------ RECORDS TO USE

PR #119, opened 2019-07-10
Add initial version of design document.

andrewjstone:
This document is intended to cover the overall structure and
implementation of the code as it currently exists. This initial commit
covers just the public interfaces to the bftengine. Future commits will
cover more details such as state transfer, bftengine / protocol
implementation, timeouts, persistence, etc...

It's possible that we'll want to turn this from a single document into a
developer's guide with different "chapters". For now, let's keep it
simple though.

### DIFF
--- a/docs/design.md
+++ b/docs/design.md
@@ -1,0 +1,118 @@
+# Overview
+
+Concord-bft is an implementation of the [SBFT
+Protocol](https://arxiv.org/abs/1804.01626). SBFT implements State Machine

------------

→ **PROBLEM TO SOLVE**:
Set down each line from the line containing "cover more details" through the final line of the data, exactly and with nothing added.

→ **ANSWER TO THIS EXERCISE**:
cover more details such as state transfer, bftengine / protocol
implementation, timeouts, persistence, etc...

It's possible that we'll want to turn this from a single document into a
developer's guide with different "chapters". For now, let's keep it
simple though.

### DIFF
--- a/docs/design.md
+++ b/docs/design.md
@@ -1,0 +1,118 @@
+# Overview
+
+Concord-bft is an implementation of the [SBFT
+Protocol](https://arxiv.org/abs/1804.01626). SBFT implements State Machine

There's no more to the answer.